■ WHAT IS BEING ASKED:
Some lines in the records below may hold the word "commit"; give the number of those lines and nothing else.

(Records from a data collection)

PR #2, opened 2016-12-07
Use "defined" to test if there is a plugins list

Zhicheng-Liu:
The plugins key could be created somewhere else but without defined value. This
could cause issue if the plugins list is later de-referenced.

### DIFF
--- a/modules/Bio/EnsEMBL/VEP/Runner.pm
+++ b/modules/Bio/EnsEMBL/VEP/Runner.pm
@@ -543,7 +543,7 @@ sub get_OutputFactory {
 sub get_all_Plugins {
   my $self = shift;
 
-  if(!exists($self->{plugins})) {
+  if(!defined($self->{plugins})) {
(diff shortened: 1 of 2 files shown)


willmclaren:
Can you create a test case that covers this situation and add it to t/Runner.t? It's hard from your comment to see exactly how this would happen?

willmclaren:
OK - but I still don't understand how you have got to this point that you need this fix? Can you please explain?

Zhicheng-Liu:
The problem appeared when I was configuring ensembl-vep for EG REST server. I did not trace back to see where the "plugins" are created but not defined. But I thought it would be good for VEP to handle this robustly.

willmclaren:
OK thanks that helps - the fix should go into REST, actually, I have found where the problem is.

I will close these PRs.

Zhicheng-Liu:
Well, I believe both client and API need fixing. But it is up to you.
--
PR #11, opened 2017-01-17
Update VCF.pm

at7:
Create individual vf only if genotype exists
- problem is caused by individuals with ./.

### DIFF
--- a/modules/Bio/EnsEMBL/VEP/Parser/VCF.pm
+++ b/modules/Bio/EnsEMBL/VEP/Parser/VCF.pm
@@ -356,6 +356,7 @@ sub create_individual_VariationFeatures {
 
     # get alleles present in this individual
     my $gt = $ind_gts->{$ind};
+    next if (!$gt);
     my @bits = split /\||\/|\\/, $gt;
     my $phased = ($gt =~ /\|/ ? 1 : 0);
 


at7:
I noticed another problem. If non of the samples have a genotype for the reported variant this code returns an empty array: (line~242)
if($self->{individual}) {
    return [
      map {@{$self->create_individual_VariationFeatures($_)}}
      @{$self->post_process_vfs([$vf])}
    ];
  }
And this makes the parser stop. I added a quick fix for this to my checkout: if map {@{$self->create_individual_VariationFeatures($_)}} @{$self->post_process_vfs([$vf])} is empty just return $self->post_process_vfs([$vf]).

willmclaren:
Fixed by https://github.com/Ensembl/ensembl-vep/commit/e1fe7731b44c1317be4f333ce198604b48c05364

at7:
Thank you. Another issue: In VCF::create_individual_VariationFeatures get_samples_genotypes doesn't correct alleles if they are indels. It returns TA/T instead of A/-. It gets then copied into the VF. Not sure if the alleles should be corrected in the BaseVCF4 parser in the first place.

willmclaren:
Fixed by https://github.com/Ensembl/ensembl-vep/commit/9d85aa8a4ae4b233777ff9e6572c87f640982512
==
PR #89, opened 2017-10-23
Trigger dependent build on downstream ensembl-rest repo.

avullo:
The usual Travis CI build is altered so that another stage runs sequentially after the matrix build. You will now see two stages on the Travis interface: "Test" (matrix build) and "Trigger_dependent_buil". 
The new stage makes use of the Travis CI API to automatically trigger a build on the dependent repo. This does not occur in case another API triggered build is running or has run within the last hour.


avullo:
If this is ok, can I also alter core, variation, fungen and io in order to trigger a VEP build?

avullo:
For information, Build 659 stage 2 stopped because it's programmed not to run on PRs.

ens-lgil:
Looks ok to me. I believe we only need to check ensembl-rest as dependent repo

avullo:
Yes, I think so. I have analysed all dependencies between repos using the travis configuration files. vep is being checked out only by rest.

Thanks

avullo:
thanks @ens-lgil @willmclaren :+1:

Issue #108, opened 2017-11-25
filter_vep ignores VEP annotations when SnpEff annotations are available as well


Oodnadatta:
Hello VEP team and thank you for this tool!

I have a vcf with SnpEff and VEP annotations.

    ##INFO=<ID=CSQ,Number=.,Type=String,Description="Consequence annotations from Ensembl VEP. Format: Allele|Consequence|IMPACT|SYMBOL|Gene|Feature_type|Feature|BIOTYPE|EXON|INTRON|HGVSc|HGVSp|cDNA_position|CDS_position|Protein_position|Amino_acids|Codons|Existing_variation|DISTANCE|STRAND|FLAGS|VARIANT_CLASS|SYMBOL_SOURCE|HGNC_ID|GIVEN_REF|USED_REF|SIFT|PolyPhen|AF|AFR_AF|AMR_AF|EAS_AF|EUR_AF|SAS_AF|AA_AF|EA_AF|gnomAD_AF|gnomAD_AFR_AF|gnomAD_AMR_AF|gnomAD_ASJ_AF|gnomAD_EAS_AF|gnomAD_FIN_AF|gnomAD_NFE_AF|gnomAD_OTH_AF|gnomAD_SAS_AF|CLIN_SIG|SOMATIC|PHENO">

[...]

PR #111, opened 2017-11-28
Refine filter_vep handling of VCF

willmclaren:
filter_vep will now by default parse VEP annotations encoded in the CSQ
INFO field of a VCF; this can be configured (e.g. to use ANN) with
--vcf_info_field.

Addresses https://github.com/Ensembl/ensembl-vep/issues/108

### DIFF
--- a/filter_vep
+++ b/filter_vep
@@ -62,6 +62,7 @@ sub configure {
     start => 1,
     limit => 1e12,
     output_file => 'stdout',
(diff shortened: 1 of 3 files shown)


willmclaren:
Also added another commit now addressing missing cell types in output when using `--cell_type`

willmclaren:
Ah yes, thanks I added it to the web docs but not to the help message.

■ OUTPUT FOR THIS TASK:
3